Automated Drift Detection
Run `terraform plan` on a schedule (daily is usually sufficient) and alert if the plan is non-empty. A non-empty plan means something changed outside of Terraform.
```yaml
# GitHub Actions scheduled drift detection
on:
schedule:
jobs:
drift-check:
steps:
```
Exit code 2 means changes are pending. Alert your team.
- cron: '0 8 * * *'
- run: terraform plan -detailed-exitcode
Enforce Terraform-Only Changes
Use IAM policies to restrict who can make changes to production infrastructure. The CI/CD role should have the permissions needed to apply Terraform. Human engineers should have read-only access to production by default.
Variable Management
Hardcoding values in Terraform is a fast path to security incidents and configuration drift.
Separate Variables by Sensitivity
```hcl
variable "db_password" {
description = "Database master password"
type = string
sensitive = true
}
```
The `sensitive = true` flag prevents the value from appearing in plan output or logs.
- Non-sensitive variables: store in `terraform.tfvars` files, committed to the repo
- Sensitive variables: store in AWS Secrets Manager, HashiCorp Vault, or your CI/CD secret store — never in the repo
Tagging Strategy
Every resource should be tagged consistently. Tags are how you track costs, identify owners, and automate operations.
```hcl
locals {
common_tags = {
Environment = var.environment
Project = var.project_name
ManagedBy = "terraform"
Owner = var.team_name
CostCenter = var.cost_center
}
}
```
Apply `local.common_tags` to every resource. This makes cost allocation, security audits, and cleanup operations dramatically easier.

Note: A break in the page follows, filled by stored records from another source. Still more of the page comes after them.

PR #901, opened 2026-04-18
feat(dingtalk): link projected member groups to default governance

zensgit:
## What changed

This stacked PR extends DingTalk directory department projection so projected `platform_member_groups` can also apply a safe default governance baseline to already linked local users.

Added integration config:

- `memberGroupDefaultRoleIds`
- `memberGroupDefaultNamespaces`

Behavior:

- selected DingTalk departments still project to `platform_member_groups`
- linked local users inside those projected groups can now receive additive default governance during sync
- only missing grants are filled
- no automatic revocation is introduced in this round

## Safety constraints

Backend validation blocks unsafe config:

- configured roles must exist
- `admin` is rejected
- delegated-admin style roles are rejected
- namespaces must be admission-controlled resources

## User-facing changes

Directory integration settings now include:

- `成员组默认业务角色`
- `成员组默认插件开通`

Sync success feedback now reports:

- governed user count
- added role assignment count
- added namespace admission count

## Files

- `packages/core-backend/src/directory/directory-sync.ts`
- `packages/core-backend/tests/unit/directory-sync-member-group-projection.test.ts`
- `packages/core-backend/tests/unit/admin-directory-routes.test.ts`
- `apps/web/src/views/DirectoryManagementView.vue`
- `apps/web/tests/directoryManagementView.spec.ts`
- `docs/development/dingtalk-directory-member-group-governance-linkage-development-20260418.md`
- `docs/development/dingtalk-directory-member-group-governance-linkage-verification-20260418.md`
- updated design docs for directory sync governance

## Verification

```bash
pnpm install --frozen-lockfile
pnpm --filter @metasheet/core-backend exec vitest run tests/unit/directory-sync-member-group-projection.test.ts tests/unit/admin-directory-routes.test.ts --watch=false
pnpm --filter @metasheet/web exec vitest run tests/directoryManagementView.spec.ts --watch=false
pnpm --filter @metasheet/core-backend build
pnpm --filter @metasheet/web build
```

Results:

- backend tests: `23 passed`
- frontend tests: `32 passed`
- backend build: passed
- web build: passed

## Notes

This PR is intentionally additive and stacked on top of #900.
It does not yet implement automatic governance revocation or role-scope templates.

PR #3367, opened 2026-06-29
feat(plm): re-add Phase-7 BOM write-back pact interaction + Idempotency-Key (#3332 follow-up)

zensgit:
**#3332 follow-up.** The Yuantus provider write-back endpoint **landed** (#905, ratified design #901), so this re-publishes the governed PATCH interaction that #3337 temporarily depublished while the provider was unbuilt.

## What
- **pact**: re-add `PATCH /api/v1/bom/multitable/{W1}/lines/{W3}` → `200 {ok, bom_line_id}`, providerState naming the **distinct write SKU** `plm.bom_multitable_writeback`, with an `Idempotency-Key` header. The interaction's request/response/providerStates **byte-match** the provider's checked-in (#905) interaction, so the broker provider-verify passes. `PACT_PATHS` + the documenting `it()` restored.
- **`PLMAdapter.updateBomMultitableLine`** now **sends a per-edit `Idempotency-Key`** (`crypto.randomUUID`) — the provider 400s without it (#901 §2); merged on top of the connection auth/tenant headers by `HTTPAdapter.select`.

## Effect / safety
On `push:main`, the Yuantus Pact Consumer republishes the main pact **with** this interaction; the Yuantus provider (already on main) then verifies it green — closing the #3332 → #3337 → #905 loop. The interaction is aligned exactly to the provider's seeded W1/W3 fixture, so it will **not** re-red the blocking broker Phase-B gate.

Verify: PACT_PATHS↔JSON exact ordered match (34); write-back request/response/providerStates equal the provider's verified shape.

### DIFF
--- a/packages/core-backend/src/data-adapters/PLMAdapter.ts
+++ b/packages/core-backend/src/data-adapters/PLMAdapter.ts
@@ -1,3 +1,4 @@
+import { randomUUID } from 'node:crypto'
 import { Optional } from '@wendellhu/redi'
 import { IConfigService, ILogger } from '../di/identifiers'
 import { HTTPAdapter } from './HTTPAdapter'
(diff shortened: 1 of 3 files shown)


zensgit:
Redundant: the Phase-7 write-back pact interaction was re-added to metasheet2 main independently (3e349cf2, republished to the broker at 07:54). The consumer loop is already closed; this PR would duplicate/conflict with the landed interaction. Closing. (Yuantus Phase-B re-verify against the new 34-interaction pact is being driven separately.)

PR #3400, opened 2026-06-30
fix(multitable): row-lock the permission-revert live-grant load (never-escalate-under-concurrency)

zensgit:
## What

Closes the documented concurrency gap in the **flag-gated** multitable permission-revert execute path (`MULTITABLE_ENABLE_PERMISSION_REVERT`, **default off**). The execute path re-checks the de-escalation direction against the **LIVE** grant inside its txn, but the live-grant load was a plain `SELECT`. A concurrent forward grant/revoke write that **lowered** the grant between the revert's direction check and its apply could turn a checked de-escalation into a **net escalation** (e.g. forward revokes `admin→none`, then the revert "de-escalates" `admin→read` = `none→read`, raising the subject).

The original code even documented this: the `meta_sheets FOR UPDATE` carried a comment that "the forward grant/revoke routes must take the same lock for full coverage — tracked in the dev-verification honest gaps."

## Fix (confined to the gated path, no forward-route change)

The execute-path live-grant load now takes **`FOR UPDATE`** (`loadLivePermissionGrant` gains a `forUpdate` flag, set `true` **only** on the execute path; preview stays unlocked). A de-escalation always reads a **non-null** live grant (no-row ⇒ `null` ⇒ rank 0, and de-escalation requires live rank ≥ 1), so the `FOR UPDATE` always locks a **real row**; a concurrent forward write on the same subject contends on that row, so the drift re-check → direction re-check → apply are **atomic** against it. The existing `meta_sheets FOR UPDATE` is **kept** (coarse per-sheet mutex; also serializes the sheet-delete FK cascade — see below); lock order is always `meta_sheets → permission-row`, so concurrent reverts can't deadlock. Under **READ COMMITTED** (verified the pool sets no isolation override), a blocked `FOR UPDATE` re-reads the committed-forward value → drift → **409**.

## Why row-lock over CAS

`FOR UPDATE` reuses the existing `GRANT_DRIFT` check verbatim (no new `rowCount==0` branch), avoids per-scope NULL-normalization/delete-then-insert CAS fiddliness, and needs zero forward-route change. The "field rank-2 = no-row" subtlety that would have forced CAS gymnastics **doesn't arise**: the loader returns `null` for no-row, and de-escalation never reads `null`.

## Verification

- **15/15** `multitable-permission-revert-realdb` goldens pass against a real Postgres, including **new (m)/(n)**: a forward **REVOKE** (sheet) / **HIDE** (field) committed **WHILE** the revert executes — staged deterministically via a held row lock — makes the revert **re-read the lowered grant and 409 `GRANT_DRIFT`** instead of escalating. (The serial drift case (h) does *not* exercise the lock; (m)/(n) overlap two txns.)
- File is already in the `plugin-tests.yml` real-DB allowlist (line ~232) → (m)/(n) ride along.
- `tsc --noEmit` clean.
- **Forward-path serialization audit** (independent): every forward path that *lowers/removes* a field/view/sheet grant does so via UPDATE/DELETE on the **same lock key** → all contend. Sheet-delete FK cascade is serialized by the kept `meta_sheets FOR UPDATE`. **No** `permission-row → meta_sheets` lock order anywhere → deadlock-free.

## Scope / non-goals

- **Does NOT enable the flag.** This is the engineering prerequisite that makes a future *owner-gated* enablement safe.
- The legacy `/permissions/grant` INSERT-without-DELETE path (sheet scope) is non-contending but **benign** for never-escalate: the **revert's own writes never raise the subject above the live it direction-checked**. The final *derived* level isn't guaranteed to equal the target — a concurrent grant of a higher `perm_code` that commits after the revert's apply-`DELETE` survives — but that higher value is an **independent authorized grant** (forward-vs-forward last-write-wins), not a revert-blessed escalation. Field/view are single-PK (fully serialized; no new-row escape). Optional future owner-gated hardening if grant/revert mutual exclusion is ever wanted.

### DIFF
--- a/docs/development/multitable-permission-revert-concurrency-rowlock-dev-verification-20260629.md
+++ b/docs/development/multitable-permission-revert-concurrency-rowlock-dev-verification-20260629.md
@@ -1,0 +1,109 @@
+# Permission-revert concurrency hardening — row-lock the live-grant load (dev + verification)
+
+**Date:** 2026-06-29  **Grounding:** `origin/main @ 57fd06962`  **PR:** #3400
+**Branch:** `claude/permrevert-concurrency-rowlock-20260629`
+**Status of the flag:** `MULTITABLE_ENABLE_PERMISSION_REVERT` stays **default-off**. This change enables nothing; it is the engineering prerequisite that makes a future, separately-signed-off enablement safe.
+
+> Positioning: this is a focused engineering hardening of one already-shipped, flag-gated path. It does **not** advance the gated Global History remainder (PIT/T9-W flag enablement, Reset-UI product entry, value-level undelete) — those remain owner-gated per-item decisions, re-listed in §7 for sign-off.
+
+---
+
+## 1. Context — what permission-revert is, and the gap
+
+The Global History line includes a **config-history → config-restore** capability. One restorable kind is a `permission` revision: reverting it re-applies the revision's `before` grant, but **only when restoring `before` reduces** the subject's access on the entity's single total-order access rank (field `hidden < read-only < read-write`; view `none < read < write < admin`; sheet `none < read < write-own < write < admin`). Escalation / no-op is refused fail-closed (422). The path sits behind the default-off flag `MULTITABLE_ENABLE_PERMISSION_REVERT`, on top of the `canManageSheetAccess` capability floor and a typed `revert-permission` confirm.
+
+The load-bearing safety property is **never-escalate**: the execute path re-checks `permissionRevertDirection(before, LIVE)` against the **current live grant** (not the recorded `after`), inside its transaction. A server-minted preview token binds the live grant via an HMAC `currentGrantHash`, so a grant changed between preview and execute → 409 `GRANT_DRIFT`.
+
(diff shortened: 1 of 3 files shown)


zensgit:
Closing as **superseded by #3402**.

#3402 (merged to main, commit 3dbc4684) adopts **option (a)** for this concurrency gap: all three forward grant/revoke routes now take the same \`meta_sheets … FOR UPDATE\` the permission-revert execute path holds → two-sided serialization. It also adds its own \`(m)\` double-writer golden to \`multitable-permission-revert-realdb.test.ts\`. The engineering gate this PR targeted is therefore **already closed on main**.

This PR took **option (c)** — row-lock the revert's execute-path live-grant load (\`forUpdate\`). With #3402 on main it is redundant runtime, its \`(m)/(n)\` goldens collide with #3402's \`(m)\`, and its dev-verification doc now reads contrary to main ("no forward-route change needed" / "option (a) rejected" — option (a) is exactly what shipped). Rather than rework this branch and risk dragging the superseded reasoning back in, closing it clean.

Any further hardening goes in a **fresh** PR — e.g. #3402's explicitly-deferred legacy \`spreadsheet-permissions.ts\` grant/revoke route (the remaining un-serialized writer), locked #3402-style — not a rework of this one.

Testing Infrastructure Changes
Terraform changes can have cascading effects that are not obvious from the plan output. A few practices that catch problems before they reach production.
Always Test in Staging First
This sounds obvious, but it is frequently skipped under time pressure. Staging should be as close to production as possible — same module versions, same configuration, smaller instance sizes.
Use `terraform plan -target` Carefully
Targeted applies are useful for emergencies but dangerous as a habit. They can leave your state in an inconsistent condition. Prefer full applies whenever possible.
Validate Before Apply
```bash
terraform fmt -check
terraform validate
terraform plan -out=tfplan
```
Run these in CI before any apply. `terraform validate` catches syntax errors and obvious configuration mistakes. `terraform fmt -check` enforces consistent formatting.
The Patterns That Matter Most
After managing infrastructure for dozens of production systems, the practices that prevent the most incidents are:
1. Remote state with locking — always
2. Every change through a PR with plan review
3. Separate state per environment
4. Automated drift detection
5. Sensitive values never in the repo
Get these right and Terraform becomes a reliable, auditable foundation for your infrastructure. Skip them and you will eventually have a bad day.